Un nuovo attacco consente agli hacker di rubare i codici di autenticazione a due fattori dai telefoni Android

I dispositivi Android sono vulnerabili a un nuovo attacco in grado di rubare di nascosto codici di autenticazione a due fattori, cronologie di posizione e altri dati privati in meno di 30 secondi.
Il nuovo attacco, denominato Pixnapping dal team di ricercatori accademici che lo ha ideato, richiede alla vittima di installare prima un'app dannosa su un telefono o tablet Android. L'app, che non richiede autorizzazioni di sistema, può quindi leggere efficacemente i dati visualizzati sullo schermo da qualsiasi altra app installata. Pixnapping è stato dimostrato sui telefoni Google Pixel e sul telefono Samsung Galaxy S25 e probabilmente potrebbe essere modificato per funzionare su altri modelli con ulteriori interventi. Google ha rilasciato delle mitigazioni il mese scorso, ma i ricercatori hanno affermato che una versione modificata dell'attacco funziona anche quando l'aggiornamento è installato.

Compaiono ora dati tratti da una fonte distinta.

PR #539, opened 2024-05-31
Add "MINT_ICON_URL" Field for Mint Profile Images

swedishfrenchpress:
I have added the `MINT_ICON_URL` field to allow mint operators to include a profile image. This feature enables applications to index and display the image, making it easier for users to identify the mint.

The Fedimint protocol provides a similar feature with the `federation_icon_url`. Following their naming convention, I propose `MINT_ICON_URL` as the metadata field.

Below is a visual example of how an app might index and display the mint metadata fields. The profile icon can be a useful addition to the existing options.
mint-profile-example

### DIFF
--- a/.env.example
+++ b/.env.example
@@ -39,7 +39,7 @@ MINT_INFO_DESCRIPTION="The short mint description"
 MINT_INFO_DESCRIPTION_LONG="A long mint description that can be a long piece of text."
 MINT_INFO_CONTACT=[["email","contact@me.com"], ["twitter","@me"], ["nostr",  "npub..."]]
 MINT_INFO_MOTD="Message to users"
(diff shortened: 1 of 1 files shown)


fernandofreamunde:
I can also see a need for a  `MINT_BRANDING` for an optional array of colors, or just one for a possible background color...

can also see that being important for font color, if the mint maker is really into it... but both would end up being optional since the wallet developer will also have a say on how to style their app... but I see it as a good thing...

callebtc:
This is a great idea, but adding this setting here in nutshell won't do anything. We would have to propose a change to NUT-06 so that the mint can communicate this setting at all, so I'd say it's best to start in the specs repository: https://github.com/cashubtc/nuts/blob/main/06.md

Come fare uno screenshotGli attacchi Pixnapping iniziano con l'app dannosa che richiama le interfacce di programmazione Android che inducono l'autenticatore o altre app mirate a inviare informazioni sensibili allo schermo del dispositivo. L'app dannosa esegue quindi operazioni grafiche su singoli pixel di interesse per l'aggressore. Pixnapping sfrutta quindi un canale laterale che consente all'app dannosa di mappare i pixel in quelle coordinate su lettere, numeri o forme.
"Tutto ciò che è visibile all'apertura dell'app target può essere rubato dall'app dannosa tramite Pixnapping", hanno scritto i ricercatori su un sito web informativo . "Messaggi di chat, codici di autenticazione a due fattori, messaggi di posta elettronica, ecc. sono tutti vulnerabili perché visibili. Se un'app contiene informazioni segrete non visibili (ad esempio, ha una chiave segreta memorizzata ma mai visualizzata sullo schermo), tali informazioni non possono essere rubate da Pixnapping".
La nuova classe di attacco ricorda GPU.zip , un attacco del 2023 che consentiva a siti web dannosi di leggere nomi utente, password e altri dati visivi sensibili visualizzati da altri siti web. Funzionava sfruttando i canali laterali presenti nelle GPU di tutti i principali fornitori. Le vulnerabilità sfruttate da GPU.zip non sono mai state risolte. L'attacco è stato invece bloccato nei browser limitandone la capacità di aprire gli iframe, un elemento HTML che consente a un sito web (nel caso di GPU.zip, un sito web dannoso) di incorporare i contenuti di un sito di un dominio diverso.
Pixnapping prende di mira lo stesso canale laterale di GPU.zip, in particolare il tempo esatto impiegato per il rendering di un dato fotogramma sullo schermo.
"Questo consente a un'app dannosa di rubare informazioni sensibili visualizzate da altre app o siti web arbitrari, pixel per pixel", ha spiegato in un'intervista Alan Linghao Wang, autore principale dello studio di ricerca " Pixnapping: Bringing Pixel Stealing out of the Stone Age ". "Concettualmente, è come se l'app dannosa stesse catturando uno screenshot del contenuto dello schermo a cui non dovrebbe avere accesso. I nostri attacchi end-to-end misurano semplicemente il tempo di rendering per frame delle operazioni grafiche per determinare se il pixel è bianco o non bianco".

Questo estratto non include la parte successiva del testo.